Video Fingerprinting

jotschi
Monday, Jun 21, 2021

Credit: Photo by George Prentzas on Unsplash

Intro

In this post I want to share my experiments on how to generate video fingerprints.

The goal of the fingerprinting is to enable identification and comparing processes for video media.

Fingerprinting is the key process that is needed to handle comparing processes, similarity search, de-duplication and video identification.

Basics

Fingerprinting works by generating a binary hash of the image. These hashes can in turn be compared to each other. Lets take a look on how this process works with text first before we dive into media hashing.

Text Bin Diff

Text	Bin	Diff
loom	01101100011011110`1101111`01101101	-
lo0m	01101100011011110`0110000`01101101	6

loom

01101100011011110110111101101101

lo0m

01101100011011110011000001101101

In this example shows that both strings have a difference of 6 bits. The remaining bits are similar. The same process can be applied to video fingerprinting.
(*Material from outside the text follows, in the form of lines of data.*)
PR #162, opened 2017-02-17
Removed old style job status update

shtripat:
Specific module's atoms and flows would update the job status
properly using the logging framework in Tendrl now.


shtripat:

PR #164, opened 2017-02-18
Logging fix to accomdate external module integration

anmolbabu:
Logging fix to accomdate external module integration(collectd)


anmolbabu:
@Tendrl/tendrl-core @GowthamShanmugam This patch is required for external modules like the collectd plugin to post threshold breach info to tendrl. The collectd plugin has no tendrl_ns object and hence will pass the accessed tendrl_ns attributes as parameters here. Please review...

GowthamShanmugam:
LGTM

anmolbabu:

tendrl/commons/message.py
```diff
@@ -3,8 +3,14 @@
 from inspect import getframeinfo
 from inspect import stack
 import json
+import sys
 from tendrl.commons.utils.time_utils import now
+sys.path.remove('/usr/lib64/collectd')
 import uuid
+sys.path.append('/usr/lib64/collectd')
```
r0h4n: Are you sure collectd python modules are only found in "/usr/lib64/collectd"  and not at places like "/usr/lib/collectd" or any random places?

anmolbabu: Collectd's plugins are found only in that path

PR #761, opened 2020-03-29
Fix remaining issues to make TruffleRuby pass the CI

eregon:
From https://github.com/ffi/ffi/pull/755#issuecomment-605619633

To fix the benchmarks we need fixes in TruffleRuby FFI's backend, so skip them for now.


eregon:
TravisCI doesn't even seem to start on this PR.

PR #763, opened 2020-03-30
Add ruby source files to the java gem

larskanis:
Related to https://github.com/ffi/ffi/pull/747 .

JRuby-9.3 is expected to be fully compatible to this gem's Ruby code. This allows to ship the Ruby library code per platform java gem and add it as a default gem to JRuby.

### DIFF
--- a/lib/ffi.rb
+++ b/lib/ffi.rb
@@ -8,7 +8,7 @@ if RUBY_ENGINE == 'ruby' || RUBY_ENGINE == 'rbx'
 
   require 'ffi/ffi'
 
-elsif RUBY_ENGINE == 'jruby'
+elsif RUBY_ENGINE == 'jruby' && Gem::Version.new(JRUBY_VERSION) >= Gem::Version.new("9.3.pre")
   JRuby::Util.load_ext("org.jruby.ext.ffi.FFIService")
   require 'ffi/ffi'
 
--- a/Rakefile
+++ b/Rakefile
@@ -65,16 +65,9 @@ task :default => :spec
 
 namespace 'java' do
 
-  java_gem_spec = Gem::Specification.new do |s|
-    s.name = gem_spec.name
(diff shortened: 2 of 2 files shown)


lib/ffi.rb
```diff
@@ -8,7 +8,7 @@
 
   require 'ffi/ffi'
 
-elsif RUBY_ENGINE == 'jruby'
+elsif RUBY_ENGINE == 'jruby' && Gem::Version.new(JRUBY_VERSION) >= Gem::Version.new("9.3.pre")
```
larskanis: @headius I'm not sure about pre 9.3 JRuby. Is this OK?

headius: @larskanis Pre-9.3 JRuby likely won't work **at all** with the FFI gem sources, so we won't want people to install it. I'm not sure if there's a good way to mitigate that, though. 🤔

Anyone on 9.2 that installs and activates the new version of the gem that includes sources might run into problems. I guess we just recommend they lock to an earlier FFI gem if they're not on 9.3+? Maybe a hard error here to make sure they know why it won't work?

larskanis: The above works pretty well for me on JRuby-9.2.9. It falls through to the next section
```ruby
# Remove the ffi gem dir from the load path, then reload the internal ffi implementation
```
and loads the builtin ffi implementation. I don't think a hard error or breaking compatibility is necessary.

headius: Aha, I see now. It's exotic but I guess that should work fine (and it's not new code).

godfat: @headius So I guess this is the reason for rspec-mocks test suites not working for JRuby 9.2.13.0: https://github.com/rspec/rspec-mocks/pull/1218#issuecomment-718944598

Not sure why it works for earlier JRuby though.

PR #765, opened 2020-03-30
Add SDK path on macOS

larskanis:
macOS removed `/usr/include` in recent versions of macOS. This forces the usage of the internal libffi although macOS has a usable one itself.

Related to #757 . This is an alternative approach to #758 .

### DIFF
--- a/ext/ffi_c/extconf.rb
+++ b/ext/ffi_c/extconf.rb
@@ -8,7 +8,8 @@ if RUBY_ENGINE == 'ruby' || RUBY_ENGINE == 'rbx'
     # We need pkg_config or ffi.h
     libffi_ok = pkg_config("libffi") ||
         have_header("ffi.h") ||
-        find_header("ffi.h", "/usr/local/include", "/usr/include/ffi")
+        find_header("ffi.h", "/usr/local/include", "/usr/include/ffi") ||
+        (find_header("ffi.h", `xcrun --sdk macosx --show-sdk-path`.strip + "/usr/include/ffi") rescue false)
 
     # Ensure we can link to ffi_call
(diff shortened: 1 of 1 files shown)


ext/ffi_c/extconf.rb
```diff
@@ -8,7 +8,8 @@ def system_libffi_usable?
     # We need pkg_config or ffi.h
     libffi_ok = pkg_config("libffi") ||
         have_header("ffi.h") ||
-        find_header("ffi.h", "/usr/local/include", "/usr/include/ffi")
+        find_header("ffi.h", "/usr/local/include", "/usr/include/ffi") ||
+        (find_header("ffi.h", `xcrun --sdk macosx --show-sdk-path`.strip) rescue false)
```
eregon: This needs + `/include/ffi`, otherwise it doesn't find it: https://github.com/ffi/ffi/pull/765/checks?check_run_id=546591203
`rescue false` seems brittle to me and might swallow unwanted exceptions.

eregon: I created https://github.com/ffi/ffi/pull/766 to show what I was thinking.

larskanis: > This needs + /include/ffi

Of course! I added "usr/include/ffi" and it seems to work.

To be honest I like this PR (including the rescue) more than #766 . It calls `xcrun` only when necessary, fits well into the chain, is very simple and doesn't break the installation if anything goes wrong.

eregon: Indeed, I forgot the `/usr` in front!
As you prefer, I'm thinking just searching `/Library/Developer/CommandLineTools/SDKs/MacOSX.sdk/usr/include/ffi` as in #758 is the simplest now.

I personally dislike any silent `rescue`, as it can easily become a debugging nightmare.

PR #768, opened 2020-04-11
Use the Ruby files of the FFI gem on TruffleRuby >= 20.1.0

eregon:
Similar logic as for JRuby.
This will only apply for TruffleRuby >= 20.1.0 (not yet released), as versions before don't expect that.

I ran it locally with this and changes in TruffleRuby and all specs passed.

Ref #660

### DIFF
--- a/lib/ffi.rb
+++ b/lib/ffi.rb
@@ -8,8 +8,12 @@ if RUBY_ENGINE == 'ruby' || RUBY_ENGINE == 'rbx'
 
   require 'ffi/ffi'
 
-elsif RUBY_ENGINE == 'jruby' && Gem::Version.new(JRUBY_VERSION) >= Gem::Version.new("9.3.pre")
+elsif RUBY_ENGINE == 'jruby' && Gem::Version.new(RUBY_ENGINE_VERSION) >= Gem::Version.new("9.3.pre")
   JRuby::Util.load_ext("org.jruby.ext.ffi.FFIService")
+  require 'ffi/ffi'
+
+elsif RUBY_ENGINE == 'truffleruby' && Gem::Version.new(RUBY_ENGINE_VERSION) >= Gem::Version.new("20.1.0")
+  require 'truffleruby/ffi_backend'
   require 'ffi/ffi'
 
 else
--- a/lib/ffi.rb
+++ b/lib/ffi.rb
@@ -12,7 +12,7 @@ elsif RUBY_ENGINE == 'jruby' && Gem::Version.new(RUBY_ENGINE_VERSION) >= Gem::Ve
   JRuby::Util.load_ext("org.jruby.ext.ffi.FFIService")
   require 'ffi/ffi'
 
-elsif RUBY_ENGINE == 'truffleruby' && Gem::Version.new(RUBY_ENGINE_VERSION) >= Gem::Version.new("20.1.0")
+elsif RUBY_ENGINE == 'truffleruby' && Gem::Version.new(RUBY_ENGINE_VERSION) >= Gem::Version.new("20.1.0-dev-a")
   require 'truffleruby/ffi_backend'
   require 'ffi/ffi'
 
--- a/lib/ffi/pointer.rb
+++ b/lib/ffi/pointer.rb
@@ -31,17 +31,24 @@
 #
 
 require 'ffi/platform'
+
+# NOTE: all method definitions in this file are conditional on
+# whether they are not already defined. This is needed because
+# some Ruby implementations (e.g., TruffleRuby) might already
+# provide these methods due to using FFI internally, and we
+# should not override them to avoid warnings.
+
 module FFI
   class Pointer
 
     # Pointer size
-    SIZE = Platform::ADDRESS_SIZE / 8
+    SIZE = Platform::ADDRESS_SIZE / 8 unless const_defined?(:SIZE)
 
     # Return the size of a pointer on the current platform, in bytes
     # @return [Numeric]
     def self.size
       SIZE
-    end
+    end unless respond_to?(:size)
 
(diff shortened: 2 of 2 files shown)


lib/ffi/pointer.rb
```diff
@@ -31,17 +31,24 @@
 #
 
 require 'ffi/platform'
+
+# NOTE: all method definitions in this file are conditional on
+# whether they are not already defined. This is needed because
+# some Ruby implementations might already provide these methods
```
larskanis, line 37: Could you add that it means TruffleRuby specifically?

eregon: Done

eregon:
> Nice! I think we'll need TruffleRuby and JRuby in CI of this project.

`truffleruby-head` is already tested in GitHub Actions.
But indeed once TruffleRuby 20.1.0 is released we should test against `truffleruby` too to make sure the latest release works.

Regarding adding JRuby in CI I'll leave that to @headius or to you (it should be trivial to add it to `.github/workflows/ci.yml` but not sure it's green).

lib/ffi.rb
```diff
@@ -8,10 +8,14 @@
 
   require 'ffi/ffi'
 
-elsif RUBY_ENGINE == 'jruby' && Gem::Version.new(JRUBY_VERSION) >= Gem::Version.new("9.3.pre")
+elsif RUBY_ENGINE == 'jruby' && Gem::Version.new(RUBY_ENGINE_VERSION) >= Gem::Version.new("9.3.pre")
   JRuby::Util.load_ext("org.jruby.ext.ffi.FFIService")
   require 'ffi/ffi'
 
+elsif RUBY_ENGINE == 'truffleruby' && Gem::Version.new(RUBY_ENGINE_VERSION) >= Gem::Version.new("20.1.0")
```
eregon, line 15: We could tweak this condition to `>= Gem::Version.new("20.1.0-dev-a")` once the related changes are merged in TruffleRuby (nightly versions look like `20.1.0-dev-374d84d2`).
That way the CI running on truffleruby-head would return `true` for this condition.
(Potentially we could use `RUBY_RELEASE_DATE` too)

headius:
> Regarding adding JRuby in CI I'll leave that to @headius or to you (it should be trivial to add it to .github/workflows/ci.yml but not sure it's green).

Along with updating the FFI .rb files, I also made sure all specs are green on JRuby.

eregon:
@headius Could you make a PR adding `jruby-head` in CI then?
(Which has a version of `9.3.0.0-SNAPSHOT` which is >= `9.3.pre`)

headius:
@eregon I just checked and there's a handful of failures in recent spec updates related to the fixnum/bignum/long threshold.

I would prefer to wait on adding JRuby to CI until we can use the gem for all FFI ruby sources (i.e. delete our copies of libs and specs), so I know there's no conflict between FFI head and JRuby head.

eregon:
> I would prefer to wait on adding JRuby to CI until we can use the gem for all FFI ruby sources (i.e. delete our copies of libs and specs), so I know there's no conflict between FFI head and JRuby head.

That wouldn't work with older versions of the FFI gem though, so I'm sure how feasible is that.

lib/ffi.rb
eregon: I've done this, the latest TruffleRuby nightly now has the changes needed.

eregon:
@larskanis Looks like it's working just fine with `truffleruby-head`, OK to merge?

headius:
> That wouldn't work with older versions of the FFI gem though

I don't know what you mean here. Why would I test against an older version of the gem?

eregon:
> I don't know what you mean here. Why would I test against an older version of the gem?

Users might install an older version of the gem on the future JRuby release without FFI Ruby files. That would then break. So I think we need to keep Ruby files also in Ruby implementations as long as we want to support older FFI releases.

headius:
@eregon I think you misunderstand... we would still include FFI as a default gem, like most of the other standard libraries. Installing an older FFI gem would not install any new files, so the ones in stdlib would still be used. Newer FFI gems would be picked up and used. I don't see a problem.

headius:
FWIW I don't really intend to "support" older FFI gems in JRuby because they're all stub gems with no content.

eregon:
Right, that should work if that version of the default gem is recent or includes the JRuby version check in ffi.rb. A default gem is not very different than a copy in stdlib + a .gemspec anyway.

eregon:
@larskanis Could you make a release of FFI?

This change will help us address an issue happening with `aruba` + `bundle install --standalone` adding paths with `..` inside `$LOAD_PATH` (https://github.com/rubygems/rubygems/issues/3505), making https://github.com/ffi/ffi/blob/9e6892c40c5751c82ccf8a4c45f53b78f22824c3/lib/ffi.rb#L21 not working as expected.
We could also try to adapt the code there to compare against expanded (`File.expand_path`) entries of `$LOAD_PATH` but I think that would be kind of slow and I think it's mostly a Bundler issue. Also, with this PR, TruffleRuby no longer uses that part of the code anyway, which is cleaner and avoids the "require gem but remove it and go to stdlib" part.

headius:
> A default gem is not very different than a copy in stdlib + a .gemspec anyway.

Isn't that exactly what a default gem is?

eregon:
Yeah, exactly so in the end whether there is a copy of the `lib` files in JRuby or a default gem is pretty much the same, that's why I mentioned that.

larskanis:
@eregon 

> Could you make a release of FFI?

I would like to fix #751 first, so that a `:string` callback return value is properly raised. The rest is fine for ffi-1.13.0 IMHO. I'll release it in the next days.

PR #770, opened 2020-04-16
Implement callback returning type :string

larskanis:
Callbacks returning a `:string` type were not supported so far. It was possible to define such a callback, but the value returned was `NULL` in any case. This implementation follows the semantics for passing `:string` parameters to functions as [implemented in `Call.c`](https://github.com/ffi/ffi/blob/31db4122f7ee9b67323b3e28c00b35e8d374a3cd/ext/ffi_c/Call.c#L296-L306). That means in particular usage of `StringValueCStr()`, so that no zero bytes are allowed in the string.

Special care has to be taken regarding lifetime of the returned text pointer. The C pointer to the string is only valid until the next GC triggering function is called, unless the String object is hold in Ruby outside of the callback block. Even when the object is stored outside of the Ruby block, the text pointer can move when GC.compact is called. So `:string` returning callbacks can safely be used only, when the referenced text is processed immediately by the calling C function.

Return type `:string` is already implemented in TruffleRuby, but [fails in JRuby](https://github.com/jruby/jruby/blob/4e8bb2666a7257f0f5986800f96bb88efdd6acbd/core/src/main/java/org/jruby/ext/ffi/jffi/NativeClosureProxy.java#L107) and raises a
```Ruby
TypeError: invalid callback return type: STRING
```

Resolves #751

- [ ] Update the Wiki accordingly

@eregon, @headius  What do you think about this addition? Should we add `:string` returning callbacks in JRuby or deny them on all implementations?

### DIFF
--- a/ext/ffi_c/Function.c
+++ b/ext/ffi_c/Function.c
@@ -793,6 +793,15 @@ invoke_callback(VALUE data)
         case NATIVE_FLOAT64:
             *((double *) retval) = NUM2DBL(rbReturnValue);
             break;
+
+        case NATIVE_STRING:
+            if (NIL_P(rbReturnValue)) {
+                *((void **) retval) = NULL;
+            } else {
+                *((void **) retval) = StringValueCStr(rbReturnValue);
+            }
+            break;
+
         case NATIVE_POINTER:
             if (TYPE(rbReturnValue) == T_DATA && rb_obj_is_kind_of(rbReturnValue, rbffi_PointerClass)) {
                 *((void **) retval) = ((AbstractMemory *) DATA_PTR(rbReturnValue))->address;
--- a/spec/ffi/callback_spec.rb
+++ b/spec/ffi/callback_spec.rb
@@ -51,6 +51,7 @@ module CallbackSpecs
       callback :cbVrUL, [ ], :ulong
       callback :cbVrS64, [ ], :long_long
       callback :cbVrU64, [ ], :ulong_long
+      callback :cbVrA, [], :string
       callback :cbVrP, [], :pointer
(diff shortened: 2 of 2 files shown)


larskanis:
@eregon How long is a `char*` string returned by a callback alive in TruffleRuby? To what point in time must the string pointer be considered as invalid? Could there be any relocation even when the string is still bound in Ruby space (similar to `GC.compact`).

eregon:
@larskanis It's similar to what you described above, as soon as the Ruby String is no longer referenced then the native `char*` pointer can be freed.

The `char*` pointer itself never moves on TruffleRuby (basically a `malloc()`) as long as the String is not reallocated (by appending or removing characters from the String).
I think on MRI it's also malloc() if the string is long enough (> 23 chars), but if not it's embedded directly in the `struct RString` and then I guess it can be moved along the Ruby String object by `GC.compact` as you said above.

eregon:
Actually, the current semantics on TruffleRuby are different than I thought.
@rschatz who wrote Truffle NFI clarified that.
For a callback returning `:string`, `strdup()` will be called on it, which means the C code receiving the `char*` should then `free()` it.
This avoids any lifetime issue, but requires the caller to `free()` it.

larskanis:
Closing this in favor of #782 .

The validity of the `char*` returned by a callback with string type is not well enough defined. It also seems dependent on the ruby implementation. Therefore we now reject `:string` return type for callbacks.

@eregon Thank you for investigating the Truffleruby conversion of strings! I also inspected the Truffleruby's FFI code a bit, but wasn't sure about how and when the memory is freed.

PR #775, opened 2020-05-10
Add a types.conf for powerpc-openbsd. Tested on a G4 7455

jsfierro:
This adds support for PowerPC OpenBSD systems. Generated on a G4 7455 and it works fine.


larskanis:
Looks good! Thank you!

Issue #776, opened 2020-05-15
FFI::Struct#layout fails when mkmf is required


eregon:
```
$ ruby -rmkmf -rffi -e 'module A; class A < FFI::Struct; layout :a, :int; end; end' |& cat
/home/eregon/.rubies/ruby-2.6.6/lib/ruby/2.6.0/mkmf.rb:1255:in `find_type': wrong number of arguments (given 1, expected 2+) (ArgumentError)
	from /home/eregon/.rubies/ruby-2.6.6/lib/ruby/gems/2.6.0/gems/ffi-1.12.2/lib/ffi/struct.rb:271:in `find_type'
	from /home/eregon/.rubies/ruby-2.6.6/lib/ruby/gems/2.6.0/gems/ffi-1.12.2/lib/ffi/struct.rb:265:in `find_field_type'
	from /home/eregon/.rubies/ruby-2.6.6/lib/ruby/gems/2.6.0/gems/ffi-1.12.2/lib/ffi/struct.rb:305:in `array_layout'
	from /home/eregon/.rubies/ruby-2.6.6/lib/ruby/gems/2.6.0/gems/ffi-1.12.2/lib/ffi/struct.rb:217:in `layout'
	from -e:1:in `<class:A>'
	from -e:1:in `<module:A>'
	from -e:1:in `<main>'
```

This is due to https://github.com/ffi/ffi/blob/33fb45a80e20fd9d9c39de3753abca9b4ef3abe7/lib/ffi/struct.rb#L247
and `mkmf` defining a public `find_type` on every object by `include MakeMakefile` :disappointed: 

On TruffleRuby, the socket stdlib uses FFI, so this bug ends up failing to install some gems that require `socket` (indirectly) in `extconf.rb`, see https://github.com/oracle/truffleruby/issues/1896

eregon:
I filed an issue for mkmf too since it doesn't reasonable to have so many public methods:
https://bugs.ruby-lang.org/issues/16896

But we'll need a workaround in FFI, as old releases won't be fixed.

eregon:
Code there is related to 510c99c54b933c60ece0d1c01291db17f01a5c65/#256 and b49cfae8eb456230c680d22fc25e8bc4eac6ef3f.
It's not clear why FFI ever checked for `respond_to?(:find_type)` but that seems quite brittle as this bug shows.

eregon:
I think the actual intention was to restrict to FFI::Library or FFI::Struct, so the condition should be:
[...]

PR #777, opened 2020-05-15
Improve check to detect if a module has a #find_type method suitable for FFI

eregon:
* Fixes https://github.com/ffi/ffi/issues/776


larskanis:
Makes sense! Thank you!

PR #779, opened 2020-05-18
MSVC 2019 Fixes

cfis:
These 5 commits fix various issues that prevent Microsoft Visual Studio 2019 from compiling the ffi bindings. Each commit provides details about the specific issue it is fixing.

### DIFF
--- a/ext/ffi_c/Buffer.c
+++ b/ext/ffi_c/Buffer.c
@@ -114,7 +114,7 @@ buffer_initialize(int argc, VALUE* argv, VALUE self)
         }
 
         /* ensure the memory is aligned on at least a 8 byte boundary */
-        p->memory.address = (void *) (((uintptr_t) p->data.storage + 0x7) & (uintptr_t) ~0x7UL);
+        p->memory.address = (void *) (((uintptr_t) p->data.storage + 0x7) & (uintptr_t) ~0x7ULL);
     
         if (p->memory.size > 0 && (nargs < 3 || RTEST(rbClear))) {
             memset(p->memory.address, 0, p->memory.size);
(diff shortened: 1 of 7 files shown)


larskanis:
@cfis Thank you for your contributions!

There are 3 things I worry about:

1. `ucrtbase.dll` is not fully compatible to `msvcrt.dll`. You might noticed the broken CI run https://github.com/ffi/ffi/pull/779/checks?check_run_id=686393082#step:9:1339 , which is caused by `time()` not being defined as a symbol. That was [easy to fix](https://github.com/ffi/ffi/commit/911d103be24b299c1c77f6516e20eff815cb0e0d) but it proves to be not fully backward compatible. So far I didn't find any real world incompatibilities in other projects using FFI.
2. `ucrtbase.dll` is not specified by MS to be compatible to anything - only the lib files are mentioned in CRT docs. I also found [this article](https://mingwpy.github.io/ucrt.html) which states: 

> it’s actually forbidden to link to ucrtbase.dll directly and one must use the official .lib file, or else one loses all compatibility guarantees.

3. There are currently no CI runs for ffi on MSVC, so that the compatibility can easily break again.

cfis:
Thanks for merging. I agree with your points.

1. Good question about time - as you noticed it is not exported by ucrtbase (which does have _time_32 and _time_64).  The MSFT docs say time is a "wrapper" around those 2 functions. Its not hard to work around if you need to access time (or whatever else is missing), just in the additional library to your fii code. But I agree its unexpected and annoying. Sigh.

2. Interesting article. It links to this page - https://gist.github.com/njsmith/08b1e52b65ea90427bfd which list "virtual" dll names. And that got me to https://stackoverflow.com/questions/47529106/what-are-api-ms-win-lx-x-x-dll-umbrella-libraries. Which is an explanation of how windows now has "virtual" dll names that map to logical dlls. Which could be another approach I guess of how to get at the runtime library.

3. Yeah, that's definitely true. But since I'm the only one who seems to have noticed, its probably not all that important. My use case for using an MSVC ruby version is that MSVC provides, in my opinion of course, a much better debugging environment for working with C/C++ code making easier to work on Ruby native extensions I maintain.

PR #786, opened 2020-06-02
Implement MemoryPointer.from_string in Ruby instead of C

larskanis:
This is more readable and should be faster due to inline caching.


larskanis:
Little benchmark turned out, that this PR makes `MemoryPointer#from_string` approx. 10 to 15% slower.

Without `respond_to?` and `to_str` (which corresponds to `StringValue(to_str)` in C) the method is minimal faster. But it doesn't raise a proper TypeError and doesn't do implicit conversion to string.

PR #794, opened 2020-06-26
provide lib/ffi/platform/aarch64-openbsd/types.conf

buzzdeee:
This is basically a clone of the x86_64-openbsd/types.conf, I verified all __ types that they are the same on both platforms, to be pretty sure, the rest is as well.


larskanis:
LGTM! Thank you!

PR #1000, opened 2025-06-13
Fixbuild

kagahd:
The build failed due the deprecated `actions/upload-artifact@v3` which this PR fixes by replacing it by `actions/upload-artifact@v4`.
Moreover, to enable forked repositories to push the docker images to **their own** docker hub namespace, the namespace `bpatrik` is replaced by  `${{ secrets.REGISTRY_NAMESPACE }}`, so the users just need to add a github secret named `REGISTRY_NAMESPACE` with value of their docker hub namespace. It's not a secret per se but doing so aligns with the existing secrets `REGISTRY_USERNAME`and `REGISTRY_PASSWORD`.
I also added a `workflow_dispatch` trigger because it's handy to be able to run the workflow on demand and not just on commit.
Last but not least I removed the `rm /var/cache/apk/*` because first it may break the workflow if the github runner is still using the cache and secondly because it's not even needed since the option `--no-cache` is used.

### DIFF
--- a/.github/workflows/build.yml
+++ b/.github/workflows/build.yml
@@ -66,7 +66,7 @@ jobs:
       with:
         start: npm run start-e2e-server
       # after the test run completes store screenshots
-    - uses: actions/upload-artifact@v3
+    - uses: actions/upload-artifact@v4
       if: failure() # Store screenshots only on failures
       with:
          name: cypress-screenshots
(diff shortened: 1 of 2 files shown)


skatsubo:
Hey @kagahd, great contributions! I saw your recent PRs and [pigallery2-metadata-editor](https://github.com/bpatrik/pigallery2/discussions/994), that's awesome. 
It's so unfortunate that Patrik is busy these days and cannot merge them. Seems there is no activity since January 2025, hopefully all is well.

bpatrik:
thanks for the fix!

Let me see if merging them fixes the build

Issue #1047, opened 2025-10-10
Show rating overlay for images in grid view


Berschi:
I would love to have an overlay on the images in the grid view to see its rating.
Example:
https://pigallery2.onrender.com/gallery/?p=IMG_5910.jpg
This image has a rating of 4
<img width="3646" height="1813" alt="Image" src="https://github.com/user-attachments/assets/d2b45a16-ffd5-4b35-8322-c51e06c29311" />

In the grid view I would love to see something like this:
<img width="3803" height="1034" alt="Image" src="https://github.com/user-attachments/assets/6ce8dadc-5d6c-46a8-8ce6-a87b130dbd3e" />
options could be "show never", "show on hover", "show always"

alternatively the rating could be added to the hover bar of the image in the grid view, with the same options as mentioned above:
<img width="977" height="759" alt="Image" src="https://github.com/user-attachments/assets/d289d316-b2e0-4fe7-8d20-26aec98949c9" />

bpatrik:
this should be able to do with an extension.

Berschi:
you are right. I managed to create a very simple extension that shows stars in the grid view:

<img width="1510" height="864" alt="Image" src="https://github.com/user-attachments/assets/85f1cd71-ea62-49c3-8105-04cacb566190" />

So thank you very much :-)

bpatrik:
wow. looks great. 
If you add your extension to https://github.com/bpatrik/pigallery2/blob/master/extension/REPOSITORY.md, others will be able to download from the app

PR #1067, opened 2025-11-07
fixed added entry for Grid Rating Overview extension in REPOSITORY.md

Berschi:
fixed the markdown formatting in REPOSITORY.md

see #1047


Berschi:
@bpatrik sorry I had no time before, but now I set up the main project and tried to run pigallery2 before my last merge (Commit 462d6fdb1773fdb92bd680da4c5122b90cc8b7ba), but there I get the same error when clicking on "+ Install extensions":
image

bpatrik:
The problem is in the repository file itself. App freshly loads from the repo it's not built into the project app

Berschi:
ah that explains it, so because the file in the current main branch is broken, it won't work anywhere...
so there is actually no way of testing that, the REPOSITORY.md file just has to be correctly formatted and work.
then again, sorry about that, I hope this merge request fixes it

bpatrik:
Let's try. If not I will just fix it in the next few days. It's all good :)

Berschi:
yes, now it works :)

bpatrik:
thank you!

I also added a test, so in the future, we would at least know if it breaks things.

PR #1071, opened 2025-11-10
Trigger garbage collector every 1000 files in DiskManager

evrial:


bpatrik:
Thanks. it looks good.

PR #1089, opened 2025-12-01
Use patched version of exifr

evrial:
All exifr tests are passing
```
npm test
783 passing (955ms)
```


bpatrik:
No need for this. Exif closes the file: https://github.com/MikeKovarik/exifr/blob/6cbf6e921688faf7723e1f2e0b9e672d1f0aa21c/src/Exifr.mjs#L37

By comparing a generated hash from one video to another it is possible to determine whether both videos share similar characteristics which were encoded in the fingerprint hash.

The Levenshtein distance describes this metric in more detail.

For a large set of fingerprints it is however not feasible to pre-compute all Levenshtein distances for all fingerprint combinations.

Another approach to handle comparing fingerprints is to use Nearest neighbor search. In this case the fingerprint can be seen as a multidimensional vector. Similar vectors are closer in relation and thus NNS can be applied to find neighbors similar to the selected fingerprint.

The last approach is to store the fingerprint as a vector in a binary tree. Queries can be run against this tree to determine nearest neighbors.

Additional information can of course also be included in the vectors to search for more specific traits of the media. Outside of media fingerprinting this process may also be used for product suggestions / recommendations. User, product, behaviour information may be added to the vectors which can be searched.

There are various projects on github which also allow the creation and storage of such binary trees for nearest neighbor search.

The one I tested was Annoy from spotify.

Process

For video you of course need to deal with image data. The process I came up with works as following:

Seek to 15% position of the video
Iterate over a given amount of frames
Skip black frames (e.g. cut-screen frames)
Process the frame by reducing, greyscaling, bluring, normalizing it
Stack/Combine the frames additively into a single output image
Reduce the output image to a binary color precision
Convert the image into a bitstream
Convert to hex

I decided to try the stacking approach in order to get generate fingerprints which were less prone to slight changes in framerate and start offset. In order to speedup the process some of the frames after a taken frame will be omitted.

Detailed Process

Stage 1 - Source

Resize the source frame to 512x512.

Figure 1. Source frame

Stage 2 - Preparation

Convert to greyscale and normalize the image to reduce extra bright spots. Blur the image and normalize again. Now stack the resulting frame with the previously processed frame. Resize to 16x16 pixel

Figure 2. Reduced

Stage 3 - Normalize

Normalize the image

Figure 3. Normalized

Stage 4 - Stacking

Stack the frame with the previously frame

Figure 4. Stacked

Stage 5 - Normalize

Normalize the stacked image to reduce bright spots that may have been created due to stacking.

Figure 5. Normalized

Stage 6 - Binary

Convert grey values to one bit precision.

Figure 6. Result

The result image content gets converted into hex which forms the final fingerprint value.

060007000f003e001d0085000600f40076597a007c86ffdefffffefffcfffdff01

Example Video

This video shows the stacking process in action using a sample video from big buck bunny.

Other sources

pHash

pHash is an open source perceptual hashing mechanism for media. As far as I recall it uses edge detection to find specific areas of the video which are more prominent. The detected edges are transformed via Hough Transform into a different spatial data which is robust to scaling and rotation. A more detailed description can be found in this post: Phash knows the perception of the human eye

Chromaprint

Chromaprint is mainly designed for audio but shares some concepts to video fingerprinting. The main aspect is that fourier transformation is applied to the audio data to prepare it for processing. Checkout the authors detailed explanation on how Chromaprint works.

Final thoughts

My initial implementation of this process works as expected but there still some cases in which the fingerprint process will not yield a meaningful stacked image / generated hash. I assume there may be a problem with the selection process of frames or that the normalization does not work as expected. I have to look into this.

I hope this post was interesting to you. I may create a follow-up post in the future which will cover the actual storage and query processes for the generated fingerprints.